# High or low flange Phil hubs?



## dasams (Oct 6, 2009)

I'm going to build a new rear wheel using a Phil fixed / free hub. Should I order the hub in high or low flange and why? The bike will be used for fixie riding most of the year and then coverted to free for cross season. tia, dave


----------



## oldfixguy (Nov 15, 2009)

dasams,

Phil's are great hubs. A very good choice. I'm not sure what you are looking for in the "why" portion of your question. You provided no detail as to why it's even a question for you. What is your criteria? What are you hoping to learn? What research have you done? If you want more - provide more. Phil's are arguably the best hubs you can buy. Did you know that? Why did you choose Phil? Will another hub be more appropriate? Why? Again, you need to give more information so people can give you information or opinions you can use.


----------



## dasams (Oct 6, 2009)

oldfixguy said:


> I'm not sure what you are looking for in the "why" portion of your question.


I use Phil bottom brackets and had Phil high flange hubs on my first fixie (since sold) and agree about their quality. I was on-line ready to order when I noticed the low flange hubs which got me thinking "what are the trade-offs?". All I can figure is that the high flange may be stronger because the spokes are shorter and angles wider while the low flange are lighter and slightly cheaper. Reliability is more important to me than weight so I'm leaning toward the high flange. If anyone has any thoughts about why they'd prefer one or the other I'd like to hear it. dave


----------



## blakcloud (Apr 13, 2006)

High flange hubs, shorter spokes, stiffer wheel is my understanding.
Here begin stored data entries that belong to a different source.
PR #6635, opened 2026-08-13
Migrate the thread channel to the generated ChannelResponse model

gpunto:
### Goal

Adopt the generated `ChannelResponse` for the channel embedded in a thread, replacing the hand-written
`DownstreamChannelDto` on that path.

### Implementation

- `DownstreamThreadDto.channel` and `DownstreamThreadInfoDto.channel` now use the generated
  `ChannelResponse`, along with the transitive models it needs.
- Add `ChannelResponse.toDomain()`, `ChannelResponse.toChannelInfo()`, `ChannelConfigWithInfo.toDomain()`
  and `ChannelMemberResponse.toDomain()`. `name` and `image` are custom data on the wire, so they are
  promoted out of `custom` and excluded from `extraData`.
- Add `ChannelResponseAdapter` and `ChannelMemberResponseAdapter` to collect root-level custom data, plus
  the generated sealed-class enum adapters they need.
- Fix a false positive in `CustomAdapterCoverageTest`: the marker needs its trailing colon, otherwise it
  also matches `customEvents`.

### Notes

- The generated models declare wire fields their hand-written predecessors did not, which drops those keys
  from `extraData`, since the collecting adapter only sweeps keys that are not constructor parameters. They
  are mapped to their domain properties where one exists, and the adapters also pass them to
  `alsoKeepInExtraData` so they stay in the overflow map with their raw wire values, as
  `DownstreamChannelDtoAdapter` does for the legacy keys. Two sets, both dropped with AND-1398:
  `GENERATED_CHANNEL_EXTRA_DATA_KEYS` (`auto_translation_enabled`, `auto_translation_language`, `hidden`,
  `hide_messages_before`, `mute_expires_at`, `muted`, `truncated_by`) and
  `GENERATED_MEMBER_EXTRA_DATA_KEYS` (`deleted_at`, `deleted_messages`, `is_moderator`, `role`, `user_id`).
  They are separate from the legacy set because adding them there would be a no-op for
  `DownstreamChannelDto`, which never declared them.
- One field cannot be made consistent here: `Config.messageRetention` falls back to its domain default
  `"infinite"`, so a channel type with numeric retention reports `"infinite"` inside a thread and its real
  value from `queryChannel`. The wire does send `message_retention`, but Go tags it `openapi:"-"` so it is
  absent from the generated model, and it is nested inside `config`, where the root-level `custom` sweep
  cannot reach it. Declaring it on the vendored model would be undone by the next re-vendor, so this needs
  a spec change; tracked separately. Nothing in the SDK reads the field, and channel configs are persisted
  only from `queryChannel`/`queryChannels`, so a stored value cannot be overwritten with the default.
- Go's `payload.ChannelResponse` declares no `messages`, `watchers`, `read`, `membership` or
  `pinned_messages`, so those were never sent on this path and stay empty as before.
- `hidden` and `blocked` reach `extraData` from `queryChannel` but not from a thread. Both paths serialise
  the channel with the same Go struct, where the two fields are `*bool` with `omitempty` and documented as
  the current user's state for that channel. The threads endpoint has no per-user channel session to fill
  them, so they stay nil and are omitted from the payload entirely. Nothing arrives, so no keep set can
  hold them, and the hand-written DTO behaved the same way on this path.

### Testing

- `DomainMappingTest` covers the state fields on both the properties and `extraData`.
  `GeneratedExtraDataParityTest` covers both keep sets, asserting every declared key still reaches
  `extraData` while also being parsed into its own field; both of its tests fail if either keep set is
  removed. The thread adapter tests cover the wiring end to end through a full thread payload.
- Device-probed against a throwaway channel, truncated before the thread was created so `truncated_at` is
  actually populated. On `queryThreads`, `getThread` and `partialUpdateThread` the channel came back with
  `name` promoted out of `custom`, the sentinel intact, `truncatedAt` set, `extraData["truncated_at"]`
  holding the raw wire string, and `disabled` agreeing between the property and `extraData`.
- Probed both keep sets against a real payload rather than only the fixtures. For the channel set that
  means `truncated_by`, the only one of the seven the threads endpoint sends without app-level
  configuration; it arrives as a whole user object, custom fields included, and the keep set holds all of
  it. For the member set, `role` and `user_id` match what `queryChannel` reports for the same member.

### DIFF
--- a/stream-chat-android-client/src/main/java/io/getstream/chat/android/client/api2/mapping/DomainMapping.kt
+++ b/stream-chat-android-client/src/main/java/io/getstream/chat/android/client/api2/mapping/DomainMapping.kt
@@ -819,9 +819,7 @@ internal class DomainMapping(
     )
 
     /**
-     * Transforms [ChannelConfigWithInfo] to [Config]. The wire carries `message_retention`, but Go
-     * tags it `openapi:"-"` so it is absent from the generated model; we keep the domain default
-     * until the spec describes it.
+     * Transforms [ChannelConfigWithInfo] to [Config].
      */
     internal fun ChannelConfigWithInfo.toDomain(): Config = Config(
         createdAt = createdAt,
@@ -841,6 +839,7 @@ internal class DomainMapping(
         pushNotificationsEnabled = pushNotifications,
         skipLastMsgUpdateForSystemMsgs = skipLastMsgUpdateForSystemMsgs,
         pollsEnabled = polls,
+        messageRetention = messageRetention,
         maxMessageLength = maxMessageLength,
         automod = automod.value,
         automodBehavior = automodBehavior.value,
--- a/stream-chat-android-client/src/main/java/io/getstream/chat/android/client/api2/mapping/DomainMapping.kt
+++ b/stream-chat-android-client/src/main/java/io/getstream/chat/android/client/api2/mapping/DomainMapping.kt
@@ -130,7 +130,11 @@ import io.getstream.chat.android.models.querysort.SortDirection
 import io.getstream.chat.android.network.models.AppResponseFields
 import io.getstream.chat.android.network.models.BlockUsersResponse
 import io.getstream.chat.android.network.models.BlockedUserResponse
+import io.getstream.chat.android.network.models.ChannelConfigWithInfo
+import io.getstream.chat.android.network.models.ChannelMemberResponse
+import io.getstream.chat.android.network.models.ChannelOwnCapability
 import io.getstream.chat.android.network.models.ChannelPushPreferencesResponse
+import io.getstream.chat.android.network.models.ChannelResponse
 import io.getstream.chat.android.network.models.ChatPreferencesResponse
 import io.getstream.chat.android.network.models.DeviceResponse
 import io.getstream.chat.android.network.models.GetApplicationResponse
@@ -226,6 +230,53 @@ internal class DomainMapping(
             name = name,
             type = type,
             image = image,
+        )
+
+    /**
+     * Transforms [ChannelResponse] into [Channel]. Channel-level wire fields only: the type carries
+     * no `messages`, `watchers`, `read`, `pinned_messages`, `membership` or `active_live_locations`,
+     * so those stay empty. `name` and `image` are custom data on the wire.
+     */
+    internal fun ChannelResponse.toDomain(): Channel =
+        Channel(
+            id = id,
+            type = type,
+            name = custom["name"] as? String ?: "",
+            image = custom["image"] as? String ?: "",
+            filterTags = filterTags.orEmpty(),
+            frozen = frozen,
+            createdAt = createdAt,
+            deletedAt = deletedAt,
+            updatedAt = updatedAt,
+            memberCount = memberCount ?: 0,
+            members = members.orEmpty().map { it.toDomain() },
+            hidden = hidden,
+            hiddenMessagesBefore = hideMessagesBefore,
+            truncatedAt = truncatedAt,
+            disabled = disabled,
+            blocked = blocked,
+            config = config?.toDomain() ?: Config(),
+            createdBy = createdBy?.toDomain() ?: User(),
+            team = team.orEmpty(),
+            cooldown = cooldown ?: 0,
+            ownCapabilities = ownCapabilities.orEmpty().mapTo(mutableSetOf(), ChannelOwnCapability::value),
+            messageCount = messageCount,
+            lastMessageAt = lastMessageAt,
+            extraData = custom.mapNotNull { (key, value) -> value?.let { key to it } }
+                .toMap()
+                .minus(listOf("name", "image"))
+                .toMutableMap(),
+        ).syncUnreadCountWithReads(currentUserIdProvider())
+            .let(channelTransformer::transform)
+
+    internal fun ChannelResponse.toChannelInfo(): ChannelInfo =
+        ChannelInfo(
+            cid = cid,
+            id = id,
+            memberCount = memberCount ?: 0,
+            name = custom["name"] as? String,
+            type = type,
+            image = custom["image"] as? String,
         )
 
     /**
@@ -449,6 +500,25 @@ internal class DomainMapping(
             pinnedAt = pinned_at,
             archivedAt = archived_at,
             extraData = extraData,
+        )
+
+    internal fun ChannelMemberResponse.toDomain(): Member =
+        Member(
+            user = user?.toDomain() ?: User(id = userId.orEmpty()),
+            createdAt = createdAt,
+            updatedAt = updatedAt,
+            isInvited = invited,
+            inviteAcceptedAt = inviteAcceptedAt,
+            inviteRejectedAt = inviteRejectedAt,
+            shadowBanned = shadowBanned,
+            banned = banned,
+            channelRole = channelRole,
+            notificationsMuted = notificationsMuted,
+            status = status,
+            banExpires = banExpires,
+            pinnedAt = pinnedAt,
+            archivedAt = archivedAt,
+            extraData = custom.mapNotNull { (key, value) -> value?.let { key to it } }.toMap(),
         )
 
     internal fun UserResponse.toDomain(): User =
@@ -746,6 +816,40 @@ internal class DomainMapping(
         sharedLocationsEnabled = shared_locations ?: false,
         markMessagesPending = mark_messages_pending,
         pushLevel = push_level,
+    )
+
+    /**
+     * Transforms [ChannelConfigWithInfo] to [Config]. The wire carries `message_retention`, but Go
+     * tags it `openapi:"-"` so it is absent from the generated model; we keep the domain default
+     * until the spec describes it.
+     */
+    internal fun ChannelConfigWithInfo.toDomain(): Config = Config(
+        createdAt = createdAt,
+        updatedAt = updatedAt,
+        name = name,
+        typingEventsEnabled = typingEvents,
+        readEventsEnabled = readEvents,
+        deliveryEventsEnabled = deliveryEvents,
+        connectEventsEnabled = connectEvents,
+        searchEnabled = search,
+        isReactionsEnabled = reactions,
+        isThreadEnabled = replies,
+        muteEnabled = mutes,
+        uploadsEnabled = uploads,
+        urlEnrichmentEnabled = urlEnrichment,
+        customEventsEnabled = customEvents,
+        pushNotificationsEnabled = pushNotifications,
+        skipLastMsgUpdateForSystemMsgs = skipLastMsgUpdateForSystemMsgs,
+        pollsEnabled = polls,
+        maxMessageLength = maxMessageLength,
+        automod = automod.value,
+        automodBehavior = automodBehavior.value,
+        blocklistBehavior = blocklistBehavior?.value.orEmpty(),
+        commands = commands.map { it.toDomain() },
+        messageRemindersEnabled = userMessageReminders,
+        sharedLocationsEnabled = sharedLocations,
+        markMessagesPending = markMessagesPending,
+        pushLevel = pushLevel?.value,
     )
 
     /**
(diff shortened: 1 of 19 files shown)


stream-chat-android-client/src/main/java/io/getstream/chat/android/client/parser2/adapters/ChannelResponseAdapter.kt
```diff
@@ -0,0 +1,45 @@
...
+import com.squareup.moshi.ToJson
+import io.getstream.chat.android.network.models.ChannelResponse
+
+// Downstream (read-only) adapter for the generated ChannelResponse: collects root-level custom fields
+// into `custom`, matching the wire's flattened extra data. extraDataPropertyName is its @Json name.
+internal object ChannelResponseAdapter :
+    CustomObjectDtoAdapter<ChannelResponse>(
+        ChannelResponse::class,
+        extraDataPropertyName = "custom",
+        alsoKeepInExtraData = LEGACY_CHANNEL_EXTRA_DATA_KEYS,
```
andremion: `LEGACY_CHANNEL_EXTRA_DATA_KEYS` covers `disabled`, `blocked` and `truncated_at`, but `ChannelResponse` declares more fields that `DownstreamChannelDto` does not: `auto_translation_enabled`, `auto_translation_language`, `muted`, `mute_expires_at`, `truncated_by`, `hidden` and `hide_messages_before`.

`hidden` and `hide_messages_before` are fine, `toDomain()` maps them onto `Channel.hidden` and `Channel.hiddenMessagesBefore`. The other five have no domain property and are not in the keep set, so `parseWithExtraData` removes them from `custom` and nothing reads them again.

They are declared on the wire type, and one of the two server-side thread response paths does populate `muted`, `mute_expires_at` and `truncated_by`. Your probe reports `blocked` and `hidden` as not sent, which matches the other path, so which endpoint you hit decides whether the value is there.

So an app reading `thread.channel.extraData["muted"]` can get a value today and null after this change, while the same channel from `queryChannel` still has it. That is the opposite of what the Notes section says.

Would a `ChannelResponse`-specific key set work better here than reusing the legacy one? The legacy set is sized for `DownstreamChannelDto`, and adding these keys to it would be a no-op there, so a separate set keeps the two intentions readable.

stream-chat-android-client/src/main/java/io/getstream/chat/android/client/parser2/adapters/ChannelMemberResponseAdapter.kt
```diff
@@ -0,0 +1,41 @@
...
+import com.squareup.moshi.JsonAdapter
+import com.squareup.moshi.JsonReader
+import com.squareup.moshi.JsonWriter
+import com.squareup.moshi.ToJson
+import io.getstream.chat.android.network.models.ChannelMemberResponse
+
+// Downstream (read-only) adapter for the generated ChannelMemberResponse: collects root-level custom fields
+// into `custom`, matching the wire's flattened extra data. extraDataPropertyName is its @Json name.
+internal object ChannelMemberResponseAdapter :
+    CustomObjectDtoAdapter<ChannelMemberResponse>(ChannelMemberResponse::class, extraDataPropertyName = "custom") {
```
andremion: Same situation one level down. `ChannelMemberResponse` declares `user_id`, `is_moderator`, `role`, `deleted_at` and `deleted_messages`, and `DownstreamMemberDto` declares none of them, so they are in `Member.extraData` today. This adapter passes no `alsoKeepInExtraData`, and `toDomain()` maps none of them onto `Member` (except `user_id`, and only as a fallback for the user id), so all five disappear for members inside a thread's channel.

The server sends all five for embedded channel members. Could you add a keep set here too?

stream-chat-android-client/src/main/java/io/getstream/chat/android/client/api2/mapping/DomainMapping.kt
```diff
@@ -718,6 +788,40 @@ internal class DomainMapping(
         pushLevel = push_level,
     )
 
+    /**
+     * Transforms [ChannelConfigWithInfo] to [Config]. The wire carries `message_retention`, but Go
+     * tags it `openapi:"-"` so it is absent from the generated model; we keep the domain default
+     * until the spec describes it.
+     */
+    internal fun ChannelConfigWithInfo.toDomain(): Config = Config(
```
andremion, line 824: Worth being explicit that this is a wrong value rather than a missing one. `message_retention` is still on the wire, and it is nested inside `config`, so the root-level `custom` sweep cannot recover it either. The result is that `thread.channel.config.messageRetention` always reports `"infinite"`, while the same channel from `queryChannel` reports the real value. For a channel type set to a numeric retention, the two disagree.

Declaring the field on the model would fix it, but the spec deliberately excludes it, so a hand-edit gets undone on the next regeneration. Could you open a ticket for the spec side and link it from this KDoc, so it does not stay as a comment only?

andremion (commented):
Two `extraData` parity gaps, details inline. `alsoKeepInExtraData` covers `disabled`, `blocked` and `truncated_at`, but `ChannelResponse` and `ChannelMemberResponse` declare more keys in the same situation, and those are dropped.

This is easy to miss because `ThreadMapper` does not store the channel on the thread entity and rebuilds it with `getChannel(cid)` (`ThreadMapper.kt:62`). A cached thread keeps the full `extraData`, the same thread from `queryThreads` does not.

stream-chat-android-client/src/main/java/io/getstream/chat/android/client/api2/mapping/DomainMapping.kt
gpunto: Good point, I'll hold off this PR until we sort that out on the specs. I'll address the other findings in the meantime

stream-chat-android-client/src/main/java/io/getstream/chat/android/client/parser2/adapters/ChannelResponseAdapter.kt
gpunto: Added `GENERATED_CHANNEL_EXTRA_DATA_KEYS` with all seven, passed alongside the legacy set. Kept it separate because adding them to `LEGACY_CHANNEL_EXTRA_DATA_KEYS` would be a no-op for `DownstreamChannelDto`, which never declared them.

`GeneratedExtraDataParityTest` asserts every declared key still reaches `extraData` while also being parsed into its own field, and fails if the set is removed. Three existing fixture tests were failing on `hidden` and `hide_messages_before` too, so the fixture now carries them.

On the wire the threads endpoint sends only `truncated_by` of the seven, the rest being per-user session fields or app settings. It arrives as a whole user object with its own custom data, and the keep set holds all of it.

Also repointed the removal milestone: `AND-1375` is the ticket that added the legacy set and it is already done, so both sets now reference `AND-1398`, filed for the removal along with the `alsoKeepInExtraData` plumbing.

Separately on `hidden` and `blocked`: they reach `extraData` from `queryChannel` but not from a thread. Both paths serialise the channel with the same Go struct, where the two are `*bool` with `omitempty` and documented as the current user's state for that channel. The threads endpoint has no per-user channel session to fill them, so they stay nil and are omitted from the payload entirely. Nothing arrives, so no keep set can recover them, and the hand-written DTO behaved the same way on that path.

stream-chat-android-client/src/main/java/io/getstream/chat/android/client/parser2/adapters/ChannelMemberResponseAdapter.kt
gpunto: Done, `GENERATED_MEMBER_EXTRA_DATA_KEYS` with all five, covered by the same parity test. Device-probed as well: `role` and `user_id` match what `queryChannel` reports for the same member.

stream-chat-android-client/src/main/java/io/getstream/chat/android/client/api2/mapping/DomainMapping.kt
gpunto: Sorted on the spec side, so this is no longer a wrong value.

chat#15920 (CHA-4534) dropped the `openapi:"-"` from `payload.ChannelConfigFields.MessageRetention` and pruned the stale `required` entries that went with it. A fresh regen off master declares `message_retention` on `ChannelConfigWithInfo` as a required non-null `String`, so the model carries it and the mapper reads it instead of falling back. The KDoc note is gone rather than linked, since there is nothing left to track.

The test that pinned the old behaviour asserted `"infinite"`; it now asserts the fixture's non-default value, which is the case the fallback got wrong.

Device-probed too, and the required-ness makes that check meaningful: an absent `message_retention` now fails the whole `ChannelConfigWithInfo` parse rather than defaulting, so a thread arriving with a config is itself proof the field is on the wire. Both paths report the same value. Worth being explicit about one limit: every channel type reachable with a user token reports `infinite`, so the numeric case is covered by the fixture rather than on device.

One consequence to flag, since it is wider than this field: a producer that omits `message_retention` now fails to parse the config at all. The mock server is fine, its thread-path channel comes from `http_channels.json` whose config carries the key.

stream-chat-android-client/src/main/java/io/getstream/chat/android/client/parser2/adapters/ChannelResponseAdapter.kt
andremion: Small thing on the parity test: the JSON sends `truncated_by_id`, which `ChannelResponse` doesn't declare, so it lands in `custom` as plain custom data and doesn't exercise the keep set. `truncated_by` itself isn't in the JSON or the asserted keys, so the one key you say the endpoint actually sends is the only untested one, and it's also the only nested value in the set. Could you add it?

stream-chat-android-client/src/main/java/io/getstream/chat/android/client/parser2/adapters/ChannelMemberResponseAdapter.kt
andremion: Two small ones. `deleted_at` is in the keep set but not in the parity test JSON or its assertions, so four of the five are covered.

The KDoc also says `role` and `user_id` are mapped onto the domain model, but `Member` has no `role` and `toDomain()` doesn't read it, so `user_id` is the only one (as the user id fallback). Worth rewording?

stream-chat-android-client/src/main/java/io/getstream/chat/android/client/api2/mapping/DomainMapping.kt
andremion: Fixing it on the spec side is much better than keeping the fallback, thanks for taking it there. Resolving.

stream-chat-android-client/src/main/java/io/getstream/chat/android/client/parser2/adapters/ChannelResponseAdapter.kt
gpunto: You're right, and it was the worst key to have missed: `truncated_by_id` is not declared on `ChannelResponse`, so it was only ever ordinary custom data and exercised none of the keep set, leaving the one key the endpoint actually sends as the only untested one.

Added `truncated_by` to the payload as a full user object, and the assertion reads the nested value back rather than just checking the key is present, since surviving as a marker would not prove much for the only nested entry in the set. Mutation-checked as well: dropping `truncated_by` from the keep set now fails the test, which it did not before.

stream-chat-android-client/src/main/java/io/getstream/chat/android/client/parser2/adapters/ChannelMemberResponseAdapter.kt
gpunto: Both fixed.

`deleted_at` is in the payload and the assertions now, so all five keys are covered instead of four. Same mutation check as the channel one: removing it from the keep set fails the test.

On the KDoc you're right, and it was plainly wrong about `role`: `Member` declares `channelRole`, which is mapped from `channel_role`, and `toDomain()` never reads `role` at all. Reworded to say that only `user_id` is read, and only as the fallback for the user id when the payload carries no user.

andremion (approved):
LGTM, thanks for taking the retention fix to the spec instead of working around it.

Maybe a little less forgiving on the road. True track bikes have traditionally had high flange hubs but for the street, I am no so convinced there are any advantages. But then again not that many disadvantages. 

Me it all comes down to looks. I don't like the look of high flange hubs on bikes on the road. They look out of place. On a track bike they would look great. So with all things seemingly equal, buy what ever you feel looks best. 

Bottom line is their Phil's and you already know and have experienced the quality.


----------



## tihsepa (Nov 27, 2008)

Get them both and try them. Which one works for you? Send me the other. I'll pay the shipping.


----------



## roadfix (Jun 20, 2006)

I like staring at high flange hubs while having coffee during poser stops. Enjoy your new hub.


----------



## Fixed (May 12, 2005)

*high*



dasams said:


> I'm going to build a new rear wheel using a Phil fixed / free hub. Should I order the hub in high or low flange and why? The bike will be used for fixie riding most of the year and then coverted to free for cross season. tia, dave


There are some physical differences, but pick what you think looks good. I'd go high flange, as they look better (to me). I am biased, though...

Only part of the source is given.